TASK INSTRUCTIONS ->
Nothing but the lines below between the line holding "PR #280, opened 2015-04-22" and the line holding "FYI please adjust", inclusive, should appear in the answer, each set down exactly.

::: DATA SECTION

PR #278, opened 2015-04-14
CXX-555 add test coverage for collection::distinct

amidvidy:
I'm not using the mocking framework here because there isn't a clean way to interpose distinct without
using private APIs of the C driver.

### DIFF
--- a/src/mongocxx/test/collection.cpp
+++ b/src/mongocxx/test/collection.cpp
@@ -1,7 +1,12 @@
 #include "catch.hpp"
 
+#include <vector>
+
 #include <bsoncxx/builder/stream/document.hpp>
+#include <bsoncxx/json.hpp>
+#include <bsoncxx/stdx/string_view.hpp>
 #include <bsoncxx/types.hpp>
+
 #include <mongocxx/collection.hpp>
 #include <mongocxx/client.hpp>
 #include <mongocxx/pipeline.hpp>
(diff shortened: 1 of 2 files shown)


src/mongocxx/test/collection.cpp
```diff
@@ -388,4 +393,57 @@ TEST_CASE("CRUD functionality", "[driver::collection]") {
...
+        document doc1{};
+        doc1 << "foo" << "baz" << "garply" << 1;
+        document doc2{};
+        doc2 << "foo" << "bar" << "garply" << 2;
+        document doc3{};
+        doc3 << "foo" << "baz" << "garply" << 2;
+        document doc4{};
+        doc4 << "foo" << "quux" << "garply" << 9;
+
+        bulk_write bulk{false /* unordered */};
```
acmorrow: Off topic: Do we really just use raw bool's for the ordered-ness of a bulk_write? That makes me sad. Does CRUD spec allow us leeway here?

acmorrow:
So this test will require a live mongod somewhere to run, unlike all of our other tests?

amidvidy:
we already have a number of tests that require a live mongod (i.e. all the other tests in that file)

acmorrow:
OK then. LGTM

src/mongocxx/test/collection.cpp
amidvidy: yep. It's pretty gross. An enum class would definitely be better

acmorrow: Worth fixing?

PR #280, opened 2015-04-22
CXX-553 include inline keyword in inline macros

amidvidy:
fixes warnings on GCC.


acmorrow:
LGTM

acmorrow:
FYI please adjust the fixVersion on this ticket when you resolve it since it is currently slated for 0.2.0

::::::
::: DATA SECTION

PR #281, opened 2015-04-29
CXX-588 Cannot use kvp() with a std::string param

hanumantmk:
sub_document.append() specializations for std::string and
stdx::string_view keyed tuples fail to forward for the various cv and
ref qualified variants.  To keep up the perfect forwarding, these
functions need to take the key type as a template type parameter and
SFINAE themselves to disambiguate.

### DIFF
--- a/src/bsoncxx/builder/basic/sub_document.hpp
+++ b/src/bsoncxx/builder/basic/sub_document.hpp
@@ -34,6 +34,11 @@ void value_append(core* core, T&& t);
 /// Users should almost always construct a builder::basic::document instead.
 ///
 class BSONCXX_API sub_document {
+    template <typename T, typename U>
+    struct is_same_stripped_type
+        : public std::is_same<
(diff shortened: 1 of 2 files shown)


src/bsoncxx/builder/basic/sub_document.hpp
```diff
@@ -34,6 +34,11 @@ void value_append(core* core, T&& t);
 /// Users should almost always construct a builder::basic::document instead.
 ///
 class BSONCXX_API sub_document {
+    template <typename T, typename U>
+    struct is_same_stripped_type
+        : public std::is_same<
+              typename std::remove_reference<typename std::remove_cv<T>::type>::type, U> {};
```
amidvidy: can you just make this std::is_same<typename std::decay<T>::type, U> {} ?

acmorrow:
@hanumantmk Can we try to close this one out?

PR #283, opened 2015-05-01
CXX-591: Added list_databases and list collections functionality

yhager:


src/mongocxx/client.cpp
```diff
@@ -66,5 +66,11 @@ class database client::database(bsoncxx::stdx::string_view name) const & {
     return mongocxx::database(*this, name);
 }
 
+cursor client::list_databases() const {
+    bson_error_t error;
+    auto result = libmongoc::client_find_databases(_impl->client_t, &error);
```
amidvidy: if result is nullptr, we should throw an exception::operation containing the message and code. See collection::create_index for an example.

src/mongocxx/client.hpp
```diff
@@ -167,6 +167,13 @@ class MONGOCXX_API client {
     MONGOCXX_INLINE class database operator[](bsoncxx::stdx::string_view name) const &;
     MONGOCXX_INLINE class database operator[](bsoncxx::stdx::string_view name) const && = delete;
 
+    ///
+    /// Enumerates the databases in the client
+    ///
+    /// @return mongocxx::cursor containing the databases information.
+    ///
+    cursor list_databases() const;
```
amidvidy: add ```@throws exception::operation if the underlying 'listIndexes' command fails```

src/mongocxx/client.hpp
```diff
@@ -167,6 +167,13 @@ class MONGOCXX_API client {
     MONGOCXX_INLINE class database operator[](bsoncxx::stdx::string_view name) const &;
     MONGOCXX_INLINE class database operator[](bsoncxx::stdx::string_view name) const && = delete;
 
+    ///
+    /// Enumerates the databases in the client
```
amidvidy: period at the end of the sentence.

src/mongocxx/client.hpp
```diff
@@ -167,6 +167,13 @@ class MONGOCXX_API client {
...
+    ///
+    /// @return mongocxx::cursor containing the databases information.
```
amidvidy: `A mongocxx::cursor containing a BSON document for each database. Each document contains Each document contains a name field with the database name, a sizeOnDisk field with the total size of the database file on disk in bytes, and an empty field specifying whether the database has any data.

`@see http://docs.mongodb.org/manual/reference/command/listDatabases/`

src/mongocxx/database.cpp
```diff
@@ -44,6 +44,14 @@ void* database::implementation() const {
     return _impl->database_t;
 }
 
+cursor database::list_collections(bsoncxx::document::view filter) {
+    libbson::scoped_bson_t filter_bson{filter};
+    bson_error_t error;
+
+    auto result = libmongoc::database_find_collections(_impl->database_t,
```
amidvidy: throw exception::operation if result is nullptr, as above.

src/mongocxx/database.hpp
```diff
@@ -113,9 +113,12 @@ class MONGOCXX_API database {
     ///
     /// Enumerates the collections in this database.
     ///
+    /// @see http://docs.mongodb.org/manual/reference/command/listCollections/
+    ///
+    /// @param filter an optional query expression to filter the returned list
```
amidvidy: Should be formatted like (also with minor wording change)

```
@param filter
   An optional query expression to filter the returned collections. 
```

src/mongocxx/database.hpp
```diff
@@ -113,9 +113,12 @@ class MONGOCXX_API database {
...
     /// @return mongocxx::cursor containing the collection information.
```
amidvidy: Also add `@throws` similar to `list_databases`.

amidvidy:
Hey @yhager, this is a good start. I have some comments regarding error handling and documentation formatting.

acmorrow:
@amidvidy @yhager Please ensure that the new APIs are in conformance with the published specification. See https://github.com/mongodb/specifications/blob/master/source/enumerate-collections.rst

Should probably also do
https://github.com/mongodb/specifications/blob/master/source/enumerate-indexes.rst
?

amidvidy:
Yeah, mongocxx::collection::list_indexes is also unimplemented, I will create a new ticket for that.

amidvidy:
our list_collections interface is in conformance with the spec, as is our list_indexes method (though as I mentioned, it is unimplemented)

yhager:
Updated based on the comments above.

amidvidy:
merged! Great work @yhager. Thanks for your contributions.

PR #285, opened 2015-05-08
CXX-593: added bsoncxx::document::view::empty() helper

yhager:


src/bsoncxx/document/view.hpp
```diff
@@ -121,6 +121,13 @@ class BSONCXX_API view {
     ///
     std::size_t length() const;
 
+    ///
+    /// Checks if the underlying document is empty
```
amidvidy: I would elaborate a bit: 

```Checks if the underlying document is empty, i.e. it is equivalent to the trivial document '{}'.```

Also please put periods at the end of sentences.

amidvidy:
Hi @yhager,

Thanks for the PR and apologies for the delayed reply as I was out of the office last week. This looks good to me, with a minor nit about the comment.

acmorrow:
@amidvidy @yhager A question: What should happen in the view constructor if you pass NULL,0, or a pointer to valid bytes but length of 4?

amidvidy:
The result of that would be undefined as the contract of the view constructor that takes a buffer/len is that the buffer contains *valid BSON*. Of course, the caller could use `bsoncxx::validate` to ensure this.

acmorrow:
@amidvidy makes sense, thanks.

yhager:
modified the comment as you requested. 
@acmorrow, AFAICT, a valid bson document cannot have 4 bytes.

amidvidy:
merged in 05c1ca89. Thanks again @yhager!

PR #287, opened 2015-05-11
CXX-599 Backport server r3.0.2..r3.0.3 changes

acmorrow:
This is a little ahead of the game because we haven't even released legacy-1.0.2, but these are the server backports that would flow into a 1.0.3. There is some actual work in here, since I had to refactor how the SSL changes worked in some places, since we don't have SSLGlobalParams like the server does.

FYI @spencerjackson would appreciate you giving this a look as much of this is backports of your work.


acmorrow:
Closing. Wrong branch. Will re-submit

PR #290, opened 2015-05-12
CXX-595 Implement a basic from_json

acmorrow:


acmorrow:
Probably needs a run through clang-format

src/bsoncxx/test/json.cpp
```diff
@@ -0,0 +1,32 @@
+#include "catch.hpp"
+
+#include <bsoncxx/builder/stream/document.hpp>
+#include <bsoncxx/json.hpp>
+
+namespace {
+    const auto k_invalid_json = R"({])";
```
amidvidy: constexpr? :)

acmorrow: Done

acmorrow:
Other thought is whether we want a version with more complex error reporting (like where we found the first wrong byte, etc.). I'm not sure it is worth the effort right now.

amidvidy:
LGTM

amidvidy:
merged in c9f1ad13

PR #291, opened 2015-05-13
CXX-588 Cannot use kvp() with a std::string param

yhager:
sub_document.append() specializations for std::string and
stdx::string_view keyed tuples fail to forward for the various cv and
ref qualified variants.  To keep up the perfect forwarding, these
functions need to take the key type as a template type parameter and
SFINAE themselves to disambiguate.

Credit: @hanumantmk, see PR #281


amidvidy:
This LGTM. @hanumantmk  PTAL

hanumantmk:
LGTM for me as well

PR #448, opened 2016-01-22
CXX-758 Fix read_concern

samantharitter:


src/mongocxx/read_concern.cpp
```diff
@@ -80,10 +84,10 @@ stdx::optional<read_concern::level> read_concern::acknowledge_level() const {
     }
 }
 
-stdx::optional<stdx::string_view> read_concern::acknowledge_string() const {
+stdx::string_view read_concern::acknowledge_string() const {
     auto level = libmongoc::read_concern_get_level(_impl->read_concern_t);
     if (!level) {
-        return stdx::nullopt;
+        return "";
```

::::::
::: DATA SECTION

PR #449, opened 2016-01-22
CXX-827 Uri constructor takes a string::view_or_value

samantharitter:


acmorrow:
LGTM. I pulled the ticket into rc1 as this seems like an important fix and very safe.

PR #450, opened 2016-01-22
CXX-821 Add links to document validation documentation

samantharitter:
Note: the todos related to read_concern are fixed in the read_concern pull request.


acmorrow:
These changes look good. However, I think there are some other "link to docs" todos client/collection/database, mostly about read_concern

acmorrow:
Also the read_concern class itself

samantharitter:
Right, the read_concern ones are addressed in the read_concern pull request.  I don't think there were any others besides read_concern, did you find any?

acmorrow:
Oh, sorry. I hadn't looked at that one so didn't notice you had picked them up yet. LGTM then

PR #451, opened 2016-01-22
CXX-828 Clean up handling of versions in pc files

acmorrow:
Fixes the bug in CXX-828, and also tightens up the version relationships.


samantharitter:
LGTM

::::::

SOLUTION ->
PR #280, opened 2015-04-22
CXX-553 include inline keyword in inline macros

amidvidy:
fixes warnings on GCC.


acmorrow:
LGTM

acmorrow:
FYI please adjust the fixVersion on this ticket when you resolve it since it is currently slated for 0.2.0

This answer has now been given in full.